Speaking About Electronic Discovery at Shmoocon

Posted in Information Security, Technology, e-discovery on January 15th, 2008 by admin – 2 Comments

While the website doesn’t reflect it yet, I received word that I’ll be presenting at Shmoocon 2008.  I’ll be talking about how the e-discovery process works, how organizations can reduce the cost of litigation, and how truly frightening the security surrounding e-discovery is.If you’re going to be there and would like to get together for a beverage…drop me a line. ###On a theoretically related note, the video and audio for my talks at DEFCON 15 should be available in their RSS feed soon. 

Data, Warranty Service and You

Posted in Apple, Information Security, Privacy, Technology on January 2nd, 2008 by admin – Be the first to comment

A couple years ago my trusty Dell laptop started to take a turn for the worst. Like many Windows users I could see the telltale signs that things were up. Our old friend, the Blue Screen of Death, reared its ugly head a few times and the system felt unstable in general. This was well outside my reinstall cycle so I quickly ran a full backup to make sure I didn’t lose everything and within an hour there was a lovely clicking noise coming from the hard disc.

I quickly dispensed with a couple first level help desk personnel and eventually found a person with authority to authorize a replacement for me. The drive would arrive in a couple days and as long as I was comfortable with it, I could do the replacement myself. Expecting a long wait without a laptop, I was pretty pleased until I learned the catch. I had to mail the old drive back to Dell for remanufacturing. I wasn’t about to send my drive anywhere, let alone to have my data given to some future participant in a similar process.

I explained that I wasn’t going to have it because there was sensitive information on the drive. Explaining to the support guy that I was obligated to keep the information secret, he put me on hold to find a solution.
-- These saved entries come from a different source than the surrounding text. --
PR #27804, opened 2026-07-15
fmt: migrate deprecated `json` module usage to `json2`

medvednikov:
The `json` module is deprecated in favour of the pure V `json2` module. This makes `v fmt` migrate its usage automatically, the same way vfmt already rewrites other deprecated constructs.

## Mapping

| Before | After |
|--------|-------|
| `import json` | `import json2` |
| `json.decode(T, s)` | `json2.decode[T](s)` |
| `json.encode(x)` | `json2.encode(x)` |
| `json.encode_pretty(x)` | `json2.encode(x, prettify: true)` |

Notes:
- The key transform is `decode`, where the target type moves from the first positional argument into the generic bracket `[T]`.
- `encode_pretty` maps to `encode(..., prettify: true)` because json2's own `encode_pretty` is itself deprecated.
- Aliased imports (`import json as j`) have the alias dropped and all call sites rewritten to `json2`; or-blocks and comments on the call are preserved.
- Selective imports (`import json { ... }`) are left untouched, since their call sites use bare, un-prefixed names that are not migrated.
- If a file already imports `json2`, the migrated `import json` collapses into it via the existing dedup.

## Implementation

- `call_expr` early-branches on the existing builtin call kinds (`.json_decode`, `.json_encode`, `.json_encode_pretty`) into a new `json2_migrate_call` helper. The decode branch guards against malformed (too-few-args) input, since vfmt runs on unchecked ASTs.
- `imp_stmt_str` rewrites `import json` (and `import json as x`) to `import json2`.

## Tests

- Adds `json_migrate_to_json2_input.vv` / `_expected.vv` covering decode, array-typed decode, encode, encode_pretty, and the propagation error path. This replaces the old `json_decode_fmt_keep.vv`, which is no longer idempotent.
- Migrates the incidental `json` usage in existing fmt/slow_test fixtures (`array_option_anon_struct_keep.vv`, the shebang import-ordering expected file, and the `issue_24521` project fixtures) to json2, so the keep / vfmt-everything checks stay green.

`fmt_test.v` and `fmt_keep_test.v` pass, and the migrated output compiles and runs correctly.


medvednikov:
Good catch — fixed in d0d8910006.

A selective import (`import json { decode }`) does resolve the bare `decode(...)` call to the `.json_decode` kind (parser rewrites the imported symbol to `json.decode` at fn.v:131-133), so `call_expr` was already rewriting it to `json2.decode[...]` while `imp_stmt_str` left the import as `import json { decode }` — producing code that references `json2` without importing it.

I chose to migrate the selective import too: every `import json` form (plain, aliased, and selective) now becomes a plain `import json2`. Dropping the alias/symbols is safe because json's whole public API (decode/encode/encode_pretty) is rewritten to qualified `json2.x` calls, so nothing needs to be in scope unqualified. Added a `json_migrate_selective_import` input/expected test; the migrated output compiles and runs.

medvednikov:
Fixed in 31c72b62d4.

Confirmed the bug: with `import json` + `import json2 { Any }`, vfmt emitted both `import json2` and `import json2 { Any }`, and the checker rejects that ("module `json2` was already imported").

Fix: the formatter now tracks whether the file already imports `json2` (in any form), and when migrating `import json` it drops the migrated import entirely instead of emitting a second `import json2`. The rewritten call sites use the qualified `json2.x` form, which a selective `import json2 { ... }` still provides (verified `import json2 { Any }` alone resolves `json2.encode(...)`), so nothing is lost. Works regardless of import order. Added a `json_migrate_merge_json2_import` input/expected test; the merged output compiles and runs.

medvednikov:
Fixed in 0b3d1d581e.

Confirmed both cases produced non-compiling output: with `import json` + `import json2 as j2`, vfmt dropped the migrated import but rewrote calls to `json2.encode` (undefined — only `j2` was in scope); same for a branch-local `$if { import json2 }`, where `json2` isn't available at the top-level call site.

Fix: only a **top-level** `json2` import now suppresses the migrated `import json` (branch-local ones are nested inside comptime-if statements, not direct `file.stmts`, so they're scanned out and a top-level `import json2` is emitted instead). And the migrated call sites are rewritten with that import's **local name** (`f.json2_prefix`) — its alias for `import json2 as j2` (→ `j2.encode(...)`), else `json2`. So the aliased case reuses `j2` with no duplicate import, and everything stays in scope and idempotent.

Verified both cases compile, run, and re-format to themselves; earlier cases (plain, selective, `json2 { Any }` merge) still hold. Added `json_migrate_aliased_json2_import` and `json_migrate_branch_local_json2_import` tests.

medvednikov:
Fixed in 7ef59d59db.

Confirmed: cJSON's pretty printer indents each depth level with a tab (`thirdparty/cJSON/cJSON.c:1831`), while `json2.EncoderOptions.indent_string` defaults to four spaces (`vlib/json2/encode.v:10`). The migration now emits `json2.encode(x, prettify: true, indent_string: '\t')` so the indentation shape is preserved.

Side-by-side on a nested struct confirms the indentation now matches (tab per level). One residual difference I can't close via `EncoderOptions`: cJSON writes `"key":\t value` (tab after the colon) whereas json2 writes `"key": value` (single space), and there's no option to control the colon separator — but the indentation, which is what the review flagged, is preserved. Updated the `json_migrate_to_json2` expected fixture accordingly.

medvednikov:
Fixed in 8514fe8953 — went with the first option (don't migrate `encode_pretty`).

You're right that `indent_string: '\t'` only closed the indentation gap, not the colon separator: cJSON writes `"key":\tvalue` (cJSON.c:1785-1788) while json2 hard-codes a single space (encode.v:496-498), and json2 has no option to change it. Adding public API to json2 just to serve the formatter felt out of scope, so I took the safe route.

vfmt now detects `json.encode_pretty` usage (a cheap AST walk via `walker.inspect`, only for files that import `json`) and leaves that file's json usage **entirely unmigrated** — its `encode_pretty`, `encode`, and `decode` calls and its `import json` all stay byte-identical. I skip the whole file (rather than just the encode_pretty call) so I never end up needing both `import json` and `import json2`; mixing migrated and unmigrated calls in one file is what would force that. Files without `encode_pretty` migrate to json2 exactly as before.

Verified: a file with `encode_pretty` (alone or alongside encode/decode) formats to itself byte-for-byte and still emits the original tab-after-colon output; encode/decode-only files still migrate. Dropped encode_pretty from the migration fixture and added a `json_encode_pretty_not_migrated` keep test; both fmt suites pass.

medvednikov:
Both fixed in 447aae4146.

**Branch-local json scan (fmt.v:190):** confirmed — `$if linux { import json }` + `json.encode_pretty` got the branch import rewritten to `json2` while the call stayed `json.encode_pretty`. The `imports_json` guard only looked at top-level `file.stmts`. Fixed by detecting the json import via `file.imports` (which does include branch-local imports), so the unmigratable-call scan runs for them too. The top-level-only `json2` detection used for import merging stays on `file.stmts`, as that distinction still matters. Verified the reviewer's exact `$if { import json; fn f(){...encode_pretty...} }` shape now stays unchanged.

**decode type-arg comments (fmt.v:2381):** confirmed the comment was dropped. I first tried carrying it into the bracket, but found that `json2.decode[/* c */ T]` — while it compiles — cannot be re-parsed by vfmt's own `.parse_comments` mode (`unexpected name, expecting ]`), so that output isn't formattable. So I took the "skip migrating that call" route: a file whose `json.decode` has comments on its type argument is left entirely unmigrated (same mechanism as encode_pretty), keeping the call and its comment intact. Verified the comment is preserved and the file still compiles/runs.

Generalized the "leave unmigrated" detection to `file_has_unmigratable_json_call` (encode_pretty OR decode-with-type-arg-comments). Added a branch-local encode_pretty keep test and a decode-type-comment input/expected test; both fmt suites pass.

medvednikov:
Fixed in 7f3903f5ec.

Confirmed the bug: `import json; import json2 as _; json.encode(x)` produced `import json2 as _` + `_.encode(x)`, which doesn't compile.

I checked what valid output is even possible:
- `import json2` + `import json2 as _` → `A module `json2` was already imported`, so I can't emit a plain `import json2` alongside the `_` one.
- `import json2 as _` alone → `undefined ident: json2`, confirming `_` provides no usable qualifier.

Since there's no way to produce valid `json2.x` calls here, I took the skip route (as you suggested): a top-level `import json2 as _` is treated as providing no usable qualifier, and the file's json usage is left entirely unmigrated via the existing keep_json_unmigrated path — `import json`, `import json2 as _`, and the `json.*` calls all stay as-is. Verified it's now unchanged, idempotent, and compiles; usable aliases (`json2 as j2`) and plain json still migrate as before. Added a `json_migrate_blank_json2_alias` keep test.

medvednikov:
Fixed in 66cc9d1213.

Confirmed the difference: legacy `json.encode('😀')` == `"😀"` (escaped), while `json2.encode` defaults `escape_unicode: false` and emits raw unicode.

The migration now emits `json2.encode(x, escape_unicode: true)`. I verified this is **byte-identical** to legacy `json.encode` across ascii, accented (`é`), CJK (`한`), emoji/surrogate-pairs (`😀`), control escapes, and structs with unicode fields — all IDENTICAL. Updated the migration expected fixtures; existing json2 calls in the sources (e.g. `j2.encode(42)`) are correctly left untouched, and both fmt suites pass.

(Went with the `escape_unicode: true` option rather than skipping, since unlike encode_pretty this one *can* reproduce the legacy bytes exactly.)

medvednikov:
Both addressed in 3763cc5d26.

These two are different in kind from the earlier reviews: the divergence depends on the payload's runtime type (`time.Time` → unix vs RFC3339; `@[raw]` → normalized vs raw slice), and json2 has **no encoder/decoder option** to restore the legacy bytes for either — so unlike escape_unicode, they can't be preserved, only skipped. And vfmt runs **without the checker** (both calls are commented out in vfmt.v), so it has no type for an `encode(x)` payload.

What it *can* see reliably is struct field declarations. So I extended the existing "leave unmigrated" scan: if the file declares a struct with a `time.Time` field or a `@[raw]` field, the whole file keeps `import json` and all `json.*` calls byte-identical. Verified both cases now stay unmigrated and preserve the legacy output — `"reg_date":1784151346` (unix) and `{"Y":123}` (normalized) — while plain structs still migrate.

Honest limitation: this only sees **file-local** struct declarations, since vfmt doesn't parse imported modules. A payload type defined in another module (or built via an untyped expression) can't be detected without type resolution — closing that fully would mean running the checker in vfmt, which is a bigger call. Flagging it in case you'd prefer that route or want to narrow the feature further. Added `json_migrate_time_field` and `json_migrate_raw_field` keep tests; both fmt suites pass.

medvednikov:
**vfmt-off (fmt.v:498)** — fixed in cb49a3f85c. Confirmed the bug: `import json` + a `// vfmt off` block calling `json.encode` formatted to `import json2` while the verbatim off-block kept `json.encode`, leaving no json import. Since a `// vfmt off` comment can sit on either side of the rewrite, the file's json usage is now left unmigrated whenever the source contains a `// vfmt off` region. Added a keep test; verified it stays byte-identical and compiles.

**Cross-file payload types (fmt.v:245)** — you're right that the struct-field guard only sees file-local declarations, and I want to be straight about why: vfmt runs **without the checker** and does **not parse imported modules**, so for `json.decode(model.User, s)` the target is an uninspectable placeholder, and for `json.encode(u)` the payload type is never known at all. json2 also has no option to reproduce the legacy time.Time/@[raw] bytes, so these can only be skipped, not preserved.

That leaves three real options, and it's a judgement call about this feature rather than something I can quietly patch:
1. **Best-effort (current):** file-local guard catches the common cases; imported/unknown payloads are a documented limitation.
2. **Strict:** only migrate provably-safe payloads — which, with no type info, means *not migrating encode at all* and skipping every imported decode target. That removes most of the feature's value.
3. **Type resolution in vfmt:** run the checker / resolve imports so payloads are inspected precisely — a larger change, and vfmt must still format code that doesn't type-check.

I've kept it on (1) since the intent is a migration aid for a deprecated module and (2) guts it, but I'm happy to implement (2) or (3) if that's the preferred direction — it's really a maintainer call on how much fidelity vs. reach this should have.

medvednikov:
Fixed in 98128518d6.

Confirmed: `fn f(json2 Foo, u User) string { return json.encode(u) }` migrated to `json2.encode(...)`, which binds to the `json2` parameter and doesn't compile.

I went with the skip route: the "leave unmigrated" scan now also flags a **declaration** of the qualifier name (`f.json2_prefix` — `json2`, or an existing alias like `j2`) — a function parameter or receiver, a local `:=` declaration, a for-in loop variable, or a const. Checking declarations rather than uses avoids false-positives on legitimate existing `json2.*` calls (whose qualifier isn't a standalone ident). Verified the reviewer's exact case now stays `import json` + `json.encode` (idempotent, compiles), the alias variant (`import json2 as j2` + param `j2`) is caught too, and non-shadowed files still migrate. Added a `json_migrate_shadowed_qualifier` keep test; both fmt suites pass.

medvednikov:
All three fixed in 5d5497e011.

**Custom JSON hooks (fmt.v:258):** the json2 hook methods are `to_json`/`json_str` (encode; custom.v) and `from_json_string/number/boolean/null` (decode). The scan now flags a file-local method declaration named `to_json`, `json_str`, or `from_json_*` and leaves the file unmigrated. Verified `json.encode(Custom{...})` with a `to_json` method stays on json (and still emits the field-based `{"a":1}`, not the hook's `"custom"`).

**If-guard shadowing (fmt.v:273):** good catch — and the walker made it non-obvious: `IfBranch.children()` yields only the branch stmts, not the `cond`, so an `IfGuardExpr` visitor never fires. I instead inspect the branch conditions from the enclosing `IfExpr` and match `IfGuardExpr.vars` against the qualifier. Verified `if json2 := opt() { ... json.encode(u) }` now stays unmigrated.

**Branch-local selective json2 (fmt.v:170):** right — a plain branch `import json2` dedups against the added top-level one, but a selective/aliased one doesn't and trips the checker's already-imported check. I detect a branch-local json2 import (in file.imports, not a top-level file.stmt, matched by pos) that is selective or aliased, and skip migration then; a plain branch import still migrates as before. Merging wasn't safe since it could drop selective symbols the branch uses.

Added three keep tests; both fmt suites pass.

medvednikov:
Both fixed in b5262b4ca9.

**C-style for initializer (fmt.v:317):** right — same walker gap as the if-guard case: `ForCStmt.children()` yields only the body, not `init`, so `for json2 := 0; ...` was never seen. I now inspect `ForCStmt.init` directly (factored the `:=`-declares-name check into a small helper shared with the plain assignment case). Verified `for json2 := 0; json2 < 1; json2++ { return json.encode(u) }` now stays unmigrated.

**Aliased time.Time (fmt.v:277):** good catch — the guard compared the raw field symbol name, so `type MyTime = time.Time; reg_date MyTime` reported `MyTime` and slipped through. Switched to `final_sym(field.typ)`, which follows the alias chain to `time.Time`. Verified the aliased-field file now stays on json (preserving the legacy timestamp bytes) while plain non-time structs still migrate.

Added `json_migrate_forc_shadow` and `json_migrate_aliased_time_field` keep tests; both fmt suites pass. (final_sym only resolves file-local aliases — an alias imported from another module remains part of the documented cross-module limitation.)

medvednikov:
All three fixed in 78cdc612ee.

**Branch-local json2 ordering (fmt.v:202):** right — my `is_plain` exemption was unsafe. A plain branch `import json2` emitted *before* the top-level `import json` goes to branch_processed_imports, so the later migrated `import json2` isn't deduped (the check only sees global_processed_imports) → two json2 imports. Dropped the exemption: any branch-local json2 import now leaves the file unmigrated, regardless of symbols or order. (The old plain-branch input/expected test becomes a keep test, plus a new before-import keep test.)

**Unmigratable call in an if condition (fmt.v:325):** confirmed — `if json.encode_pretty(u) == '' {}` was missed because the walker doesn't descend into `IfBranch.cond`. The IfExpr case now sub-walks each branch condition (reusing the same visitor via `walker.inspect(branch.cond, data, ...)`), which reaches nested calls and the if-guard vars. Verified if/else with empty else-cond doesn't crash, and formatting real vlib files (checker.v, os.v) is clean.

**Lambda param shadowing (fmt.v:303):** confirmed — `ast.LambdaExpr.params` (a `[]Ident`) wasn't checked. Added a LambdaExpr case to the scan. Verified `|json2| json.encode(u)` now stays unmigrated.

Added three keep tests; both fmt suites pass.

medvednikov:
Both fixed in 85575fa669.

**json2 alias collision (fmt.v:621):** confirmed — `import rand as json2` + `import json` would migrate to a second `import json2` sharing the `json2` local name (the checker's duplicate-import check compares aliases, per checker.v:531-539) and resolve calls to the wrong module. I now scan for an import whose alias equals `f.json2_prefix` but whose source isn't `json2`, and skip migration then. This also covers a submodule imported as `json2` (e.g. `import x.json2`). Verified `import rand as json2` + `json.encode` stays unmigrated and compiles.

**Comptime-for shadowing (fmt.v:355):** confirmed — I handled runtime `ForInStmt` but not `ast.ComptimeFor.val_var`. Added a ComptimeFor case to the scan. Verified `$for json2 in User.fields { ... }` around a `json.encode` now stays unmigrated.

Added two keep tests; both fmt suites pass. (The alias-collision check keys off the resolved prefix, so it works for an aliased existing json2 too.)

medvednikov:
Both fixed in 20b7f3128b.

**Loop headers (fmt.v:395):** confirmed — same walker gap as the if-condition case: For*.children() yields only the body. The scan now sub-walks the header exprs — `ForStmt.cond`, `ForInStmt`'s iterable (`cond`) and range `high`, and `ForCStmt`'s `init`/`cond`/`inc` (guarded by has_init/has_cond/has_inc). The init sub-walk also subsumes the earlier C-for loop-variable shadowing check via the AssignStmt case. Verified `for json.encode_pretty(u) != '' {}`, the C-style cond, and a for-in iterable all leave the file unmigrated; normal loops still migrate, and formatting real files (parser.v, array.v, os.v) is clean.

**Merged-import comment (fmt.v:603):** confirmed — the merge drop path only re-emits next_comments, so `import json // legacy` + an existing `import json2` lost the comment. I went with 'avoid merging': when the merged json import carries same-line comments, the file is left unmigrated, so `import json // legacy` stays intact. (The non-merge path already preserves the comment by emitting it after `import json2`, so only the merge case needed this.)

Added two keep tests; both fmt suites pass.

medvednikov:
Fixed in 74eeac34ff.

Confirmed — same walker gap as the loop-header/if-condition cases: `StructField.default_expr` isn't part of `Node.children()`, so `payload string = json.encode_pretty(Default{})` was never scanned. The StructDecl branch now sub-walks each field's `default_expr` (when `has_default_expr`), reusing the same visitor. Verified the field-default file now keeps `import json` and its `json.encode_pretty` call, while structs with plain defaults still migrate. Added a `json_migrate_field_default` keep test.

(Side note: `json.encode_pretty` in a field default hits a separate pre-existing codegen limitation — the fixture is a formatting-only `.vv`, which the fmt tests never compile, so that's orthogonal to this scan fix.)

medvednikov:
Both fixed in e8bf818ed9.

**Implied json imports (fmt.v:245):** confirmed the mismatch. Investigating it surfaced a wrinkle: when `json` is omitted, whether `json.encode` even gets the `.json_encode` call kind depends on whether `json` resolved as a module in the parse context — so the call may or may not rewrite, and either way pairing it with an implied-`json`-emitted-verbatim import breaks. I took the 'suppress the rewrite' route: an implied `json` import leaves the file's json usage as-is. Each pass stays compilable — vfmt first materializes the implied `import json` (keeping json), and once it's an explicit import a later pass migrates it normally. (It's inherently two-pass, so there's no single-pass fixture; verified manually that every pass compiles.)

**module json2 (fmt.v:215):** confirmed — `import json2` into `module json2` is rejected (checker.v:503-505, cannot import a module into a module with the same name). Added `cur_module_is_json2 := file.mod.name == 'json2'` to the skip conditions. Verified a `module json2` file that imports legacy json now stays unmigrated; added a keep test.

Both fmt suites pass.

medvednikov:
Both fixed in 5f9702f98e.

**spawn/go calls (fmt.v:313):** confirmed — `SpawnExpr.call_expr`/`GoExpr.call_expr` aren't in `Node.children()`. Added SpawnExpr/GoExpr cases that sub-walk the spawned call. One subtlety I had to debug: passing the bare `CallExpr` to `walker.inspect` silently walked nothing, because it converts only one level to `ast.Node` (my other sub-walks pass `ast.Expr`/`ast.Stmt`); wrapping it as `ast.Expr(call_expr)` fixed it (confirmed with a walker probe). Verified `spawn json.encode_pretty(u)`, a nested `spawn worker(json.encode_pretty(u))`, and the `go` form all stay unmigrated.

**time.Time in containers (fmt.v:328):** the literal examples (`[]time.Time`, `map[string]time.Time`) were already caught by the substring match, but the real gap was an *aliased* element — `tagged []MyTime` where `type MyTime = time.Time` — since final_sym only unaliases the top level. Replaced the check with a recursive `type_mentions_time` that follows aliases and descends into array/fixed-array/map/chan element/key/value types, matching `time.Time` exactly at each level. Verified `[]MyTime`, `map[string]MyTime`, and the direct container forms all keep the file on json; plain structs still migrate.

Added two keep tests; both fmt suites pass.

medvednikov:
Fixed in 80b28922b9.

Confirmed — same walker-gap family as the loop/if/spawn cases: `AssertStmt.children()` exposes only the asserted expression, not `AssertStmt.extra` (the message). The scan now sub-walks `extra`. Verified `assert ok, json.encode_pretty(u)` now keeps `import json` and its calls, while asserts with a plain message still migrate. Added a `json_migrate_assert_message` keep test; both fmt suites pass.

medvednikov:
Fixed in 64f60b96ac.

Confirmed — same walker-gap family: `ArrayInit.children()` exposes only element expressions, not `len_expr`/`cap_expr`/`init_expr`. The scan now sub-walks those (guarded by has_len/has_cap/has_init). Verified `[]string{len: 1, init: json.encode_pretty(u)}` and a `cap:` variant keep `import json`; plain array inits (e.g. `init: json.encode(u)`) still migrate. Added a `json_migrate_array_init_field` keep test; both fmt suites pass.

medvednikov:
Both fixed in ac3bef74ba.

**Generic wrappers (fmt.v:310):** confirmed — `box Box[time.Time]`'s final symbol is the GenericInst `main.Box[time.Time]` (kind generic_inst), and time.Time lives only in its concrete type args. `type_mentions_time` now recurses into `GenericInst.concrete_types`. Verified `Box[time.Time]` and `[]Box[time.Time]` keep the file on json, while `Box[int]` still migrates. (This is the conservative reading — even a `Box[T]` that doesn't use `T` in a field is kept, which is safe.)

**dump() (fmt.v:493):** confirmed — same walker gap, `DumpExpr.expr` isn't in `Node.children()`. The scan now sub-walks it. Verified `dump(json.encode_pretty(u))` keeps `import json`.

Added two keep tests; both fmt suites pass.

medvednikov:
All three fixed in 2ff008479f.

**Top-level fn json2 (fmt.v:376):** confirmed — `fn json2()` + `import json` migrated to `import json2` and collided. The shadowing scan now also treats `!decl.is_method && decl.short_name == s.json2_prefix` as a collision (methods are namespaced by receiver, so only top-level fns count). Verified it stays unmigrated.

**Branch json import dedup (fmt.v:751):** confirmed — a branch-local json import migrated into branch_processed_imports isn't deduped against a top-level migrated `import json2` in the global list (the duplicate shows up when the branch import is emitted first). Rather than reworking the shared dedup, I left the file unmigrated whenever a branch-local json import exists — symmetric with the branch-local json2 handling already there. Verified `import json as old` + `$if { import json ... }` stays on json.

**SQL DSL (fmt.v:505):** confirmed — `SqlExpr`/`SqlStmt` have no `Node.children()`. The scan now sub-walks SqlExpr's db/where/order/limit/offset exprs plus joined sub-queries (recursively), and SqlStmt's db expr and per-line where/update exprs. Verified `sql db { select from User where name == json.encode_pretty(u) }` keeps `import json`.

Added three keep tests; both fmt suites pass.

medvednikov:
Fixed in 4267a0db25.

Confirmed — a root `time.Time` payload has no struct field for the scan to see, so it migrated and changed the contract. The scan now checks the call's payload type directly:

- **decode:** the target is a known TypeNode, so I run `type_mentions_time` on it — covers `json.decode(time.Time, s)`, `[]time.Time`, `map[string]time.Time`, aliases, generic wrappers, etc.
- **encode:** a struct-literal or cast argument carries a type at fmt time, so `json.encode(time.Time{})` / `json.encode(time.Time(x))` are caught too.

Verified all of those now keep `import json`, while `decode(User, s)` still migrates.

The one residual is the reviewer's `json.encode(time.utc())` — a runtime value whose type vfmt can't resolve without the checker. That's the same cross-module/root-value type-resolution limit I flagged earlier (encode of an untyped expression); noted it in the test comment. Added a `json_migrate_root_time_type` keep test; both fmt suites pass.

medvednikov:
Both fixed in 082f304174.

Both are payload-type serialization differences, so I generalized the existing time.Time payload guard (`type_mentions_time` → `type_needs_legacy_json`) to also match `rune`, `f32`, and `f64` — recursively through array/map/chan and generic wrappers, following aliases — and it already feeds the struct-field, decode-target, and encode-literal checks.

- **rune (encode_rune):** string vs u32 number — a type-level difference, always applies. `struct Thing { ch `é` }` now keeps `import json`.
- **floats (json_float_to_raw_string):** `null` for NaN/Inf vs `nan`/`inf`. Only non-finite *values* differ, but vfmt can't see runtime values, so I skip any f32/f64 payload — the reviewer's `Stats{value: math.nan()}` is a struct field, so it's caught. (The other option, fixing json2 to emit `null` for NaN/Inf — which would also make its output valid JSON — is a json2 change; I kept this vfmt-only and conservative, consistent with the rest of the PR, but happy to do the json2 fix instead if you'd prefer to keep float payloads migratable.)

Added rune/float keep tests; both fmt suites pass. Verified int/string/bool payloads still migrate.

medvednikov:
Fixed in 6421d48d21.

Confirmed — my earlier ArrayInit case sub-walked len/cap/init but not `update_expr` (the `...a` spread), which is likewise outside `Node.children()`. Added `if ai.has_update_expr { walker.inspect(ai.update_expr, ...) }`. Verified `return [...parts(json.encode_pretty(u)), 'x']` keeps `import json`; a plain spread (`[...base, json.encode(u)]`) still migrates. Added a `json_migrate_array_spread` keep test; both fmt suites pass.

medvednikov:
@codex review

medvednikov:
Fixed in 7aeac60eb3.

You're right about the risk. Probing the parser directly, an aliased `old.encode` can come back as `kind=unknown` (not `json.encode`) — the tagging depends on the alias being resolved to the canonical module, which isn't guaranteed in every parse context. Since `imp_stmt_str` unconditionally rewrites `import json as old` to a plain `import json2` (dropping the alias), a missed call tag would leave `old.encode(...)` with no `json` import.

Went with the 'keep unmigrated' option: the scan now detects a json import whose alias isn't the default `json` and leaves the file unmigrated. Verified `import json as old` + `old.encode`/`old.decode` now stays byte-identical, while plain `import json` and unaliased selective `import json { encode }` still migrate. Added a `json_migrate_aliased_json_import` keep test; both fmt suites pass.

medvednikov:
Both fixed in f727bba637.

**Non-call or-blocks** — confirmed `Node.children()` exposes an or-block only for `CallExpr` (`children << Expr(call_expr.or_block)`); on identifier / index / selector / prefix / infix / comptime-call/selector expressions the `or_expr`/`or_block` field is never reached. Added a `walk_or_block` helper that sub-walks the block's statements (guarding `kind != .absent`) and wired it into cases for each of those expr types, plus `SqlExpr`/`SqlStmt`'s `or_expr`. Verified `opt or { json.encode_pretty(u) }` and `m[k] or { json.encode_pretty(u) }` now stay on `import json`, while a migratable `opt or { json.encode(u) }` still becomes `json2.encode(u, escape_unicode: true)` inside the preserved or-block.

**Sum type variants** — `type_needs_legacy_json` now recurses into `ast.SumType.variants`, alongside the existing Array/Map/Chan/GenericInst recursion. Verified `type Val = int | rune` as an encode payload field and `type Val = f64 | string` as a decode target both keep the file unmigrated.

Added `json_migrate_or_block` and `json_migrate_sumtype_variant` keep tests; both fmt suites pass.

medvednikov:
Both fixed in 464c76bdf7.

The only way that Dell would allow me to keep the drive was to sign an affidavit…which was fine with me until I read the affidavit which read that I was a US Government Contractor with classified material on the drive. I had neither.

After some critical thinking by both of us, we came to the conclusion that since Dell was expecting a drive with a mechanical problem that it could be in any form imaginable. This was a great deal because

  1. I got my first hands on experience with the inner workings of a laptop hard drive.
  2. I found out how hard it is to actually smash platters.
  3. Dell got a drive with some mechanical problems to salvage.
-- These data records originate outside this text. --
PR #27824, opened 2026-07-17
v3: compile Volt and parallelize monomorphization

medvednikov:
## Summary

- make v3 compile and run Volt, including its generic/comptime, JSON, C interop, and code-generation patterns
- keep ownership-only checking and runtime support behind `-d ownership`
- cache generic metadata and resolution views, and parallelize generic specialization over shared AST worker regions
- retain detailed monomorphization profiling behind `-v` while leaving normal output concise

## Why

Volt exposed missing v3 compatibility paths and made generic monomorphization spend minutes in repeated full-AST scans, type-view construction, and serial specialization. The new caches avoid repeated discovery work, nested specializations are discovered in the active pass, and independent specializations are emitted in parallel.

## Impact

Volt now builds and launches with v3, loads its cached chats/messages, and its monomorphization stage is below the one-second target (779.97 ms in the validated full native build).

## Validation

- `./v -gc none -prealloc -o /tmp/v3_pr_rebased vlib/v3/v3.v`
- normal and `-d v3_no_parallel` v3 compiler builds
- `vlib/v3/tests/review_transform_regressions_test.v`
- `vlib/v3/tests/c_variadic_call_codegen_test.v`
- `vlib/v3/gen/c/target_test.v`
- `vlib/v3/types/checker_scoped_transform_test.v`
- full native Volt build and launch; cached chats/messages loaded without a crash
- remaining broad suites were skipped at the requester's direction


medvednikov:
@codex review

Fast forward to a couple months ago when the logic board on my Mac went out. It wouldn’t turn on so the girl at the Genius Bar went right into the paperwork. She explained that if the hard disc had to be replaced I wouldn’t be getting any of my old data back. I asked about receiving the old one for a while so I could try and retrieve the data in that case and she told me that couldn’t happen. I didn’t really sweat that since I had a week old backup at home. Then she brought the house down with this one..

What is your administrator password?

I looked at the other guy working the Genius Bar who knows my background a bit more and we both started to laugh. I needed a new logic board…there’s no reason for them to know any of my passwords…let alone the root. She said it was so they could test it to make sure it would boot. She was sympathetic and we both settled on something random to put on the form.

Is keeping hard drives a security issue as Dave Winer thinks? Not really.

Your machine belongs to the person at the keyboard whether it be you, the Geek Squad kid making $7 an hour and stealing all the porn he can find, or the guy who took your laptop out of the back seat of your Range Rover sporting that trendy Apple sticker.

This is one of the many reasons to use encryption. If I send my Mac to be serviced and the hard disc has to be replaced tomorrow I’m confident that the recipient has access to none of my information. While it’s true that Apple needs to take security more seriously and certainly shouldn’t be asking people for their passwords just keeping the drive is only a vulnerability if you make it so.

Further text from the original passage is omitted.